▶ [Task item]
Collect all lines containing the word "freeze" from the data.

▶ [Input data]
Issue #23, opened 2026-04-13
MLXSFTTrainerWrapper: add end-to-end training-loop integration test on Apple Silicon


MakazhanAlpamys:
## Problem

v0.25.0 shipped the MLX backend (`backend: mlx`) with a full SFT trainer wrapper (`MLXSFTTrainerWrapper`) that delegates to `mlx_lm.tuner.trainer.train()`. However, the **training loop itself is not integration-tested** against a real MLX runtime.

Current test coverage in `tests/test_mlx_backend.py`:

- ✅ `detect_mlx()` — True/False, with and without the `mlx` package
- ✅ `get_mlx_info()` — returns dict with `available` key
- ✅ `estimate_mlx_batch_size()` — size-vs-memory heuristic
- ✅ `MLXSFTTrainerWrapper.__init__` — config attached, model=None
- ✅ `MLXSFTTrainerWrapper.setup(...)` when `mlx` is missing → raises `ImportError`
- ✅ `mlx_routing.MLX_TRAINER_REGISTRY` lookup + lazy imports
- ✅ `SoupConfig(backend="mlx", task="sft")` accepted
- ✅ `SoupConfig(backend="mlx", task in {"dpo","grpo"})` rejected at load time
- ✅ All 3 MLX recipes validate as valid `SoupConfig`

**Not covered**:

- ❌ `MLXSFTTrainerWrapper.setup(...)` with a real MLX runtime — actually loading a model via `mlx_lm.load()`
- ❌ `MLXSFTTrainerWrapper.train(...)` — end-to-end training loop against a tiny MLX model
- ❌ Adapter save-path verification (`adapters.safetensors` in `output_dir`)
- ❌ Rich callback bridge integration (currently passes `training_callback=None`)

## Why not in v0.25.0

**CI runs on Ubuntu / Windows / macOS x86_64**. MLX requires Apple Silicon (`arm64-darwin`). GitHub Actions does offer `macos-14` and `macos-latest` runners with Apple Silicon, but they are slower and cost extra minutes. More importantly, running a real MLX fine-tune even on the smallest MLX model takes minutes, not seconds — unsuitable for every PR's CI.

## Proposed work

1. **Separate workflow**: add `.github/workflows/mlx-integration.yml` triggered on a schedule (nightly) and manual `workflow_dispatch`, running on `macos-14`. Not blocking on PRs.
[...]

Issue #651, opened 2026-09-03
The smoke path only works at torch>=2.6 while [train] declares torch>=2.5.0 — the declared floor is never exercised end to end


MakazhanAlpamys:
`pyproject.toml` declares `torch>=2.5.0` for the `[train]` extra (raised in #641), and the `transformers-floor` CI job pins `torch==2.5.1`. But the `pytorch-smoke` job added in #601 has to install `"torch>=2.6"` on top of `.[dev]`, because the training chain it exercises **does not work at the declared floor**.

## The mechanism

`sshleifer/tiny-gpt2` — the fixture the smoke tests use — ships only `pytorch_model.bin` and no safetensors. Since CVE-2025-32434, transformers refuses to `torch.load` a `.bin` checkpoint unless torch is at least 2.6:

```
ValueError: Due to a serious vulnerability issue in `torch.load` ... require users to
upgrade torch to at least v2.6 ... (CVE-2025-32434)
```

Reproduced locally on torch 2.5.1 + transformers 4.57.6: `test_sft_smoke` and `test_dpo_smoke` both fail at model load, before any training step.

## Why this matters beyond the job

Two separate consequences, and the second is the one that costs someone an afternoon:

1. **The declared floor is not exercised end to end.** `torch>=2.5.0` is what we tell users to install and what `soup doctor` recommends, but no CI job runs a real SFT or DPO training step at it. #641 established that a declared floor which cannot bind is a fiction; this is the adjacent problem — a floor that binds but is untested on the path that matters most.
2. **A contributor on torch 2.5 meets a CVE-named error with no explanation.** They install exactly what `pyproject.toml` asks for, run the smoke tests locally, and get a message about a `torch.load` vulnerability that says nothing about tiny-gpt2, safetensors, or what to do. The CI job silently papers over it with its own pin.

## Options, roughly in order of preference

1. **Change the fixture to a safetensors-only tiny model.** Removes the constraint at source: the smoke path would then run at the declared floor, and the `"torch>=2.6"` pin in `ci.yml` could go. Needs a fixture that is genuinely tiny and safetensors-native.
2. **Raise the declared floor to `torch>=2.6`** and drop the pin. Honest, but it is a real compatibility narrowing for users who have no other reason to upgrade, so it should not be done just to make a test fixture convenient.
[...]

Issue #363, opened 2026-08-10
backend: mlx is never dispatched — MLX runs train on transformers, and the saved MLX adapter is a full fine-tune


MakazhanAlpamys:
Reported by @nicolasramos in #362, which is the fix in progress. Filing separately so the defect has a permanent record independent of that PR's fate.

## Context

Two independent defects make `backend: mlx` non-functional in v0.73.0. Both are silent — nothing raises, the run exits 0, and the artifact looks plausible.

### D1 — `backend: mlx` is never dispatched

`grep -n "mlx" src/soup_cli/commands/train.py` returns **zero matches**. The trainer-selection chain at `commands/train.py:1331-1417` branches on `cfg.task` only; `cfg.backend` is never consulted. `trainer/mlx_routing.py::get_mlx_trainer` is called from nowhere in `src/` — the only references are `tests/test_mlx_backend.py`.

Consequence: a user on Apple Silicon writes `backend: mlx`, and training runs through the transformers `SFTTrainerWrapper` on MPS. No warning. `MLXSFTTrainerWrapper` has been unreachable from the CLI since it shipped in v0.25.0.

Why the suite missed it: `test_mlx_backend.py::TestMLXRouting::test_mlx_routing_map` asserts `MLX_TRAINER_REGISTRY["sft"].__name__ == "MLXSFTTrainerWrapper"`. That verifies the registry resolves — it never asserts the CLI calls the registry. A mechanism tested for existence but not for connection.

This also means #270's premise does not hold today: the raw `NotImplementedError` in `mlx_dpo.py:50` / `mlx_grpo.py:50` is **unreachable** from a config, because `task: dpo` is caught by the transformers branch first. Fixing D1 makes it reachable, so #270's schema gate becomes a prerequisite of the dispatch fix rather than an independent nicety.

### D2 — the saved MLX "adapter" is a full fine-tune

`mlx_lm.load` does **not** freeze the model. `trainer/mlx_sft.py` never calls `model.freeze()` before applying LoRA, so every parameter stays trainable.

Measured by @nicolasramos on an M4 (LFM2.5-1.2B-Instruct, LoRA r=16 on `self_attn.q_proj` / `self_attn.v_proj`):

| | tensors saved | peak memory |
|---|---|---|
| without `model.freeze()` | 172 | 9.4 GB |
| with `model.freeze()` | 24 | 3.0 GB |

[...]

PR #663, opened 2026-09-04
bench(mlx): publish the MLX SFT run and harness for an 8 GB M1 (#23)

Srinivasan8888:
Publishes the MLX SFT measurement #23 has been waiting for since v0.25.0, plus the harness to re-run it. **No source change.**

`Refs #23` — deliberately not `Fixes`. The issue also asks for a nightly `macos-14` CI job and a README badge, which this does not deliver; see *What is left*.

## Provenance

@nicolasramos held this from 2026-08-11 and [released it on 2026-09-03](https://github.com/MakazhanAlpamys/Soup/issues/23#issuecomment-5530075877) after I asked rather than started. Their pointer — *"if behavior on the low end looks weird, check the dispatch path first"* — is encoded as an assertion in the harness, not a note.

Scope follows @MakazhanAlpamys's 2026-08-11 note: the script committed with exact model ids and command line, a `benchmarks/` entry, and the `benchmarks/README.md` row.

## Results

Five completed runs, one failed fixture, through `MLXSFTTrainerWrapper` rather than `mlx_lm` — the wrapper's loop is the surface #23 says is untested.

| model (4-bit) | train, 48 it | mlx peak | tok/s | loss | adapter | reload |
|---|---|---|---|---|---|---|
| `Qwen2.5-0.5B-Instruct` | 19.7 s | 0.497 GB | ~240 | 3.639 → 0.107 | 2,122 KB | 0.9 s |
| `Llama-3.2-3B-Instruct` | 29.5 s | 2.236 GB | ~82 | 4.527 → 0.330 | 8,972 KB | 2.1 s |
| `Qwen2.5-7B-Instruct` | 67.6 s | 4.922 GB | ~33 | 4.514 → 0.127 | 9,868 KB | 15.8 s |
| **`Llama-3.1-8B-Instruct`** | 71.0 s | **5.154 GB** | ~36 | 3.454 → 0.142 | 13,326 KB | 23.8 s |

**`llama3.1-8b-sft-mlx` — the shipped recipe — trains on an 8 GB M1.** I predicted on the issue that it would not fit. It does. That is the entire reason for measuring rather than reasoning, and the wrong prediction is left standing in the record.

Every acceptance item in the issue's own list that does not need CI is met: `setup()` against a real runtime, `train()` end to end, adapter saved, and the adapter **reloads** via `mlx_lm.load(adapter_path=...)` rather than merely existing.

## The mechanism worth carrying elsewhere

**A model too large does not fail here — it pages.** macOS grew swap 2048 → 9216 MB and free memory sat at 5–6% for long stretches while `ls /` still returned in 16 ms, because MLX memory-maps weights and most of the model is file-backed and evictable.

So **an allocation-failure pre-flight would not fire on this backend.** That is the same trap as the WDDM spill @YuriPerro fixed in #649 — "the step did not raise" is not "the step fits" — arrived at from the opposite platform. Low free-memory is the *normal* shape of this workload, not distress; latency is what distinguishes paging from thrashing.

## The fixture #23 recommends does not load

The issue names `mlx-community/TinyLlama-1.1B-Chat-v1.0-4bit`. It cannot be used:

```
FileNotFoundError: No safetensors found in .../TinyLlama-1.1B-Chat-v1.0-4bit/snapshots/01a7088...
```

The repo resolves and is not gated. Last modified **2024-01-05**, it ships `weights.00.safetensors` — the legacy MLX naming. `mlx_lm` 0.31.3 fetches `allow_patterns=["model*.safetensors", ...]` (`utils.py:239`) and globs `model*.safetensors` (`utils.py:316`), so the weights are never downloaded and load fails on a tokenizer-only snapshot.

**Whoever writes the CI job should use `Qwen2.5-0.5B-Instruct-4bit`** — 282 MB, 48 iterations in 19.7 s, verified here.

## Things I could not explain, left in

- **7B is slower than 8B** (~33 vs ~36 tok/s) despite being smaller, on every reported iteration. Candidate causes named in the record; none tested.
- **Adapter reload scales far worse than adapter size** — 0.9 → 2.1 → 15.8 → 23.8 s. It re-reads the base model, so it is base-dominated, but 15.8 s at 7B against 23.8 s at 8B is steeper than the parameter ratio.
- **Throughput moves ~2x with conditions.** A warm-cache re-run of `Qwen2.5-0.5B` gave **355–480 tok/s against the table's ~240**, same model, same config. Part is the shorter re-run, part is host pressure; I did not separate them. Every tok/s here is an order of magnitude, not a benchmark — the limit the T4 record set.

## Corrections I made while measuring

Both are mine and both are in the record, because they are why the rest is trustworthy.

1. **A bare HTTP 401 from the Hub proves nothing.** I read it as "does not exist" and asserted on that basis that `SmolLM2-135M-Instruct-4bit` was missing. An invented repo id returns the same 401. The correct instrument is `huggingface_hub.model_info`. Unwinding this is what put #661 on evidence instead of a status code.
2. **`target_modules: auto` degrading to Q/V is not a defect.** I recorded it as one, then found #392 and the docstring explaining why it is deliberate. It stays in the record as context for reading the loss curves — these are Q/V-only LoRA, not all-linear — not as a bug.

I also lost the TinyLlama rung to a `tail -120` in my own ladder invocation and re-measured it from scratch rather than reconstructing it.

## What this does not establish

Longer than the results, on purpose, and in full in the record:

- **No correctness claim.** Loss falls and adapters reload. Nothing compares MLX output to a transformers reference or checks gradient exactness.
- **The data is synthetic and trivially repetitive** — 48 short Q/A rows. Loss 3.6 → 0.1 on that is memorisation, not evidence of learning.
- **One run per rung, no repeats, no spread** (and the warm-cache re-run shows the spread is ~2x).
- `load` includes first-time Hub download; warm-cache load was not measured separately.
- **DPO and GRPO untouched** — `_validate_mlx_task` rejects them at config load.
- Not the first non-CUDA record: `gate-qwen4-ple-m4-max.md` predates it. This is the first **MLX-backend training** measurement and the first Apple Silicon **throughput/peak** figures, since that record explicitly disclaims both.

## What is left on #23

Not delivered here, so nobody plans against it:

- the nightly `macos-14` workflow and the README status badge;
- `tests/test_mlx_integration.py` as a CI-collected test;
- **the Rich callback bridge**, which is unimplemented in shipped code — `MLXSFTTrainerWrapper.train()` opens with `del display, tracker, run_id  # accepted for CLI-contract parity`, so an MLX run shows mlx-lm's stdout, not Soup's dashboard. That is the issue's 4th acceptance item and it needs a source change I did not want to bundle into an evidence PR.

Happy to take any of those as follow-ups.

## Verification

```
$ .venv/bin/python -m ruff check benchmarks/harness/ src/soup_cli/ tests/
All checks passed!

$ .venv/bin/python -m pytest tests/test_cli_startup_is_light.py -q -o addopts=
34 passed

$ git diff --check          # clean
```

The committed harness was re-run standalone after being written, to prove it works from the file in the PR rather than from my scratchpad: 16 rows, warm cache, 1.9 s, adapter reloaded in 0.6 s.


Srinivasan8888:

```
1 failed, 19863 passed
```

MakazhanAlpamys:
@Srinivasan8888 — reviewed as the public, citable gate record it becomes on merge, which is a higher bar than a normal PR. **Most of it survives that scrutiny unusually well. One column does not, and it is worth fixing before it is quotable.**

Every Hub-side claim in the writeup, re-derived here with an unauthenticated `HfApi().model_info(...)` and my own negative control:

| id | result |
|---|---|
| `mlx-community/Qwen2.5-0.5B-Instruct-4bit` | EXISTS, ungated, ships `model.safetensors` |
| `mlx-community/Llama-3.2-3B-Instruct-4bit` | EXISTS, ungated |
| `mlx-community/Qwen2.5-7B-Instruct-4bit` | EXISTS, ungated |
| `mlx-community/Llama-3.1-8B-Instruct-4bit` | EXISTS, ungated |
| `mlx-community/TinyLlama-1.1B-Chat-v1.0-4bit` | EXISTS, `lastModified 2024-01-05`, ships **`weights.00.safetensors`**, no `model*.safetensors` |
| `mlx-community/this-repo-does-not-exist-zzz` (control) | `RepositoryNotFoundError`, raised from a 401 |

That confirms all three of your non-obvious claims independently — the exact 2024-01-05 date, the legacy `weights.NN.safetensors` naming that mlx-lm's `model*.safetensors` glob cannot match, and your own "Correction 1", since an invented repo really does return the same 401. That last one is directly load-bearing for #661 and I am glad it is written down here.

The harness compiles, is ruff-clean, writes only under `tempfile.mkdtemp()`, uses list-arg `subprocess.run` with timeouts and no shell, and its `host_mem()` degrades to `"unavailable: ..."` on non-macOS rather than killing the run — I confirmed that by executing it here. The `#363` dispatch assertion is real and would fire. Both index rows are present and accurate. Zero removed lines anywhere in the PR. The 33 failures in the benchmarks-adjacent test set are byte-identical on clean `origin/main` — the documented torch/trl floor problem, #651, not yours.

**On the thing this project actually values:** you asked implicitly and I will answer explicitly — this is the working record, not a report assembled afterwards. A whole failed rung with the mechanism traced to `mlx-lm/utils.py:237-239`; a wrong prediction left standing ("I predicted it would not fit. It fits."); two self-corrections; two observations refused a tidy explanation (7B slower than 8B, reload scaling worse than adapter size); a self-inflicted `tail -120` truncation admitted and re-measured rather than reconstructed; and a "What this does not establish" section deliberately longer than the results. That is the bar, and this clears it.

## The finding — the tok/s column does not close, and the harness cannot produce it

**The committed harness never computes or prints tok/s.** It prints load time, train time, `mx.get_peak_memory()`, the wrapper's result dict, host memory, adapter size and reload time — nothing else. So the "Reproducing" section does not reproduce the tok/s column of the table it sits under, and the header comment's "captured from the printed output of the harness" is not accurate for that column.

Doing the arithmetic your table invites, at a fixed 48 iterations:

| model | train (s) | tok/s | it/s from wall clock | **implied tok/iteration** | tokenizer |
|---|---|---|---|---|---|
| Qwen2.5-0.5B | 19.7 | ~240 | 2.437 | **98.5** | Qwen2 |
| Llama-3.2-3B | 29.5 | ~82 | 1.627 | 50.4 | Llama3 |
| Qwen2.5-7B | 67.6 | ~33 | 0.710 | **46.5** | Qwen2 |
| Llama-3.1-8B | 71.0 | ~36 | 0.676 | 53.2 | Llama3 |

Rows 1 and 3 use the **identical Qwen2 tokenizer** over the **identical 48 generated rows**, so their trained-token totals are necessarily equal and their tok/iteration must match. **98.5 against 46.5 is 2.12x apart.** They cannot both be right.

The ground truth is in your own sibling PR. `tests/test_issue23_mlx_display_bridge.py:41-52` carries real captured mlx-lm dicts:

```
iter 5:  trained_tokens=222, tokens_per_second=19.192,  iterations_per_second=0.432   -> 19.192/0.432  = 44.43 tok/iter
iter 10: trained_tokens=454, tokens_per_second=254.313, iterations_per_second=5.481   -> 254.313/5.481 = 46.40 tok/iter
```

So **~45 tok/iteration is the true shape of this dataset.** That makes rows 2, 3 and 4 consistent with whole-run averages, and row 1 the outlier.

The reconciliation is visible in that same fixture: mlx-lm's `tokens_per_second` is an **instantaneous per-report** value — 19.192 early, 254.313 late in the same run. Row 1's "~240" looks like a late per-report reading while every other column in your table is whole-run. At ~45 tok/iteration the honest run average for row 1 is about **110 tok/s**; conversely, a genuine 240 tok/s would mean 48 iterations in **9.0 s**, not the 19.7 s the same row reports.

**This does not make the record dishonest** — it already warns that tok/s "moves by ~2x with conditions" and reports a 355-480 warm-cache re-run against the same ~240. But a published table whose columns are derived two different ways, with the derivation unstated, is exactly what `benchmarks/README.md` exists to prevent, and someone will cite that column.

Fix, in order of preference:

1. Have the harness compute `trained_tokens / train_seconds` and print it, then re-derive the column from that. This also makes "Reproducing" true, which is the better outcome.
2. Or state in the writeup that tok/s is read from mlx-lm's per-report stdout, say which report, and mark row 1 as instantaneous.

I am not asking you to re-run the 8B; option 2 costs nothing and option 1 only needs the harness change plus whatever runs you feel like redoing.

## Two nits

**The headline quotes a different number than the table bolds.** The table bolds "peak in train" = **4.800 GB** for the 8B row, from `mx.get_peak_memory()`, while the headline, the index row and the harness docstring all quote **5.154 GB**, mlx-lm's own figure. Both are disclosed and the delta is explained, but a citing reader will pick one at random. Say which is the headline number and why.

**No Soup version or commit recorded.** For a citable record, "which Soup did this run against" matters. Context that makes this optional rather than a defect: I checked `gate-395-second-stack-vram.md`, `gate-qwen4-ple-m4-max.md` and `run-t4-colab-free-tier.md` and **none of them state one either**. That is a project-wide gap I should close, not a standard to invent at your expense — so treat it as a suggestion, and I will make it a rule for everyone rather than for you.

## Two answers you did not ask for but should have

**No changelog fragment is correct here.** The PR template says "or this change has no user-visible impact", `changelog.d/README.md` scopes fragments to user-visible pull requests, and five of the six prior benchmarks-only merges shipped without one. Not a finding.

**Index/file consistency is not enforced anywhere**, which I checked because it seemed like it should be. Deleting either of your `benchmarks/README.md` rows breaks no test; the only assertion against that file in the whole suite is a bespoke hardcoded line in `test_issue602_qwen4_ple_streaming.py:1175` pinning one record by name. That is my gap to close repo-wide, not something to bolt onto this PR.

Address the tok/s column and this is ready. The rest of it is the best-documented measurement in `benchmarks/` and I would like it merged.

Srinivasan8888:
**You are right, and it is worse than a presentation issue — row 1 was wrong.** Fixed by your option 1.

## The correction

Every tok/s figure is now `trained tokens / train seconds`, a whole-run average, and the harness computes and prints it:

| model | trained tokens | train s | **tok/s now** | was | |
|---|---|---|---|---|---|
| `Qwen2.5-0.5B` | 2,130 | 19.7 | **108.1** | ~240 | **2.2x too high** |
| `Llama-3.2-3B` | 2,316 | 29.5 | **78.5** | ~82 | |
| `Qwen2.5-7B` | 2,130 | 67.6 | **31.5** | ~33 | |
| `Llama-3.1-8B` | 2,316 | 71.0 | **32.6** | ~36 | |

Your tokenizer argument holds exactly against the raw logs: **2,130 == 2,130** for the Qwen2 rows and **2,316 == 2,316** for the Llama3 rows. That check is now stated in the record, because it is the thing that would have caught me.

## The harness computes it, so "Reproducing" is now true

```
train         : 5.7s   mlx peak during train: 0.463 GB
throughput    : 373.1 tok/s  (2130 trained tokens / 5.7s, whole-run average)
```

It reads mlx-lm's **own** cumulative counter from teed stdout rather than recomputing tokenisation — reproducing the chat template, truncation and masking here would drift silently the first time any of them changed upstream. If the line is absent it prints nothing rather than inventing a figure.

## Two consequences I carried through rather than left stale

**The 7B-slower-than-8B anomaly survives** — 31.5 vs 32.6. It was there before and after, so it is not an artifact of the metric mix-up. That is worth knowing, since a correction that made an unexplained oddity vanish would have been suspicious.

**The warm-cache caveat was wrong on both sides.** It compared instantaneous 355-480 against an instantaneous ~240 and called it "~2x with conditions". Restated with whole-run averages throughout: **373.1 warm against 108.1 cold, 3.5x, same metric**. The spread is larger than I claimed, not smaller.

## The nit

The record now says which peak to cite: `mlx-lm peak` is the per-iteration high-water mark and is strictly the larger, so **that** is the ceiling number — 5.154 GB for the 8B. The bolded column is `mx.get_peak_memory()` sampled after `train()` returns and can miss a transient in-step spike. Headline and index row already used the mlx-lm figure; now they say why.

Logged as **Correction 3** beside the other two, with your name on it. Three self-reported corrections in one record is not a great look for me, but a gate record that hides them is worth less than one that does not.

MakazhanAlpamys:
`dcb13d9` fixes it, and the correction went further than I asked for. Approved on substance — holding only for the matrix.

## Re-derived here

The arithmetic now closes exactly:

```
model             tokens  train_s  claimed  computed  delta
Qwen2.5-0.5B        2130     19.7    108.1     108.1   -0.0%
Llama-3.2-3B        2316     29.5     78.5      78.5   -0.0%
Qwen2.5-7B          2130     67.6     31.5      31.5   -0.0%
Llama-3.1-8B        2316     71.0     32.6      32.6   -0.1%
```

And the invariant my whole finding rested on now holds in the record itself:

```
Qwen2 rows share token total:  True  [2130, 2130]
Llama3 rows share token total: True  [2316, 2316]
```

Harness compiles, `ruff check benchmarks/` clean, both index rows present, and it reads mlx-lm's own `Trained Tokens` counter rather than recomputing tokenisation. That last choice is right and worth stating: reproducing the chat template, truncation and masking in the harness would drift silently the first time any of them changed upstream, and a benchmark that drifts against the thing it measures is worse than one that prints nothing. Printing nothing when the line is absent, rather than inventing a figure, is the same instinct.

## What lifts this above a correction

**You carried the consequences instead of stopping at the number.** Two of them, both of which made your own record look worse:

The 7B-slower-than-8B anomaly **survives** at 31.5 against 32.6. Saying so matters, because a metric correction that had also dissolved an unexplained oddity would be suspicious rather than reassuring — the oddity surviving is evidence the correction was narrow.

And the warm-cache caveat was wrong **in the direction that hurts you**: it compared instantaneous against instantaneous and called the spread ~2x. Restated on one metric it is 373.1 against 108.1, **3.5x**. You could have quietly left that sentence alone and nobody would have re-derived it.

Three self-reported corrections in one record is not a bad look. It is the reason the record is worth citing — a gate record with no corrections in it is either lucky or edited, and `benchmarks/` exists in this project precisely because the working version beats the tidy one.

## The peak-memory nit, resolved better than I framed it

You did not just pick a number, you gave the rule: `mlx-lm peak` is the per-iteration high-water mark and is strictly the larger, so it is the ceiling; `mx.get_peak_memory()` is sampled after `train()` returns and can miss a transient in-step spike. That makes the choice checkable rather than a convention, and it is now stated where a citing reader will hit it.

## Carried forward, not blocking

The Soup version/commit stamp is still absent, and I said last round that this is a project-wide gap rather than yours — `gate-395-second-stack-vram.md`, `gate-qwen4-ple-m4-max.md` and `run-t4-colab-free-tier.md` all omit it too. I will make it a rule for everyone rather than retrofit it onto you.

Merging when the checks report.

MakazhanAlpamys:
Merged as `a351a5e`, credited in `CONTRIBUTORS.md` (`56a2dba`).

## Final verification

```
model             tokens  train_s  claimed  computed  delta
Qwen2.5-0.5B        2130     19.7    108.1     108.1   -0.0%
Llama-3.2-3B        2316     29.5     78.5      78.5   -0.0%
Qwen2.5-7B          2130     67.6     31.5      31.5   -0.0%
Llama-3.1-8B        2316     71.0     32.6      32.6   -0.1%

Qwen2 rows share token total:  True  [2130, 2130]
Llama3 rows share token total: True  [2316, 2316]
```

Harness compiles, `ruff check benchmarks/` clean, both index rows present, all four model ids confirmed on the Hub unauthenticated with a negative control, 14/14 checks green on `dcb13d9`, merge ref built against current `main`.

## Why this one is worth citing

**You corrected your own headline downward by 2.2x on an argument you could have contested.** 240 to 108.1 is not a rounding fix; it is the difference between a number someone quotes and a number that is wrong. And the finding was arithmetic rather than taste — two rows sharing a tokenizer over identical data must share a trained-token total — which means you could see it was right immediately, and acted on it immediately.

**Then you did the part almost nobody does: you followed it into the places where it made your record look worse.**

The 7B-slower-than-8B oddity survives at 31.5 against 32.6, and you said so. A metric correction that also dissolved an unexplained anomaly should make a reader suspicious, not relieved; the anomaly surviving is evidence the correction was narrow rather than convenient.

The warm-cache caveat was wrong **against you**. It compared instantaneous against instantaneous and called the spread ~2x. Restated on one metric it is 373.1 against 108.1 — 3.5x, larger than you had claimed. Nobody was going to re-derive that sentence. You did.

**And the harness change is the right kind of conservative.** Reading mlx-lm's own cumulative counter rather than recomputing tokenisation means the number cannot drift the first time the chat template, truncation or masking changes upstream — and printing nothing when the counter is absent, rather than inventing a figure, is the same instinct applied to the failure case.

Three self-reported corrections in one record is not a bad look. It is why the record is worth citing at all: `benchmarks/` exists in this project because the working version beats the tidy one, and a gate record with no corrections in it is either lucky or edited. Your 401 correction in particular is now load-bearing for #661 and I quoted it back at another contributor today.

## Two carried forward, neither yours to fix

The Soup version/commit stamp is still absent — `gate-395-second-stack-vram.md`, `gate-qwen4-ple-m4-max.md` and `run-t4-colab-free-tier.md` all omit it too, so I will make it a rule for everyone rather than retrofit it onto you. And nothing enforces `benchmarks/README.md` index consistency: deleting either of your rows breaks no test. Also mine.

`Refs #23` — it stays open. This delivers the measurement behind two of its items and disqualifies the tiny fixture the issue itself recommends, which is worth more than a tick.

▶ [The completed task]
`mlx_lm.load` does **not** freeze the model. `trainer/mlx_sft.py` never calls `model.freeze()` before applying LoRA, so every parameter stays trainable.
| without `model.freeze()` | 172 | 9.4 GB |
| with `model.freeze()` | 24 | 3.0 GB |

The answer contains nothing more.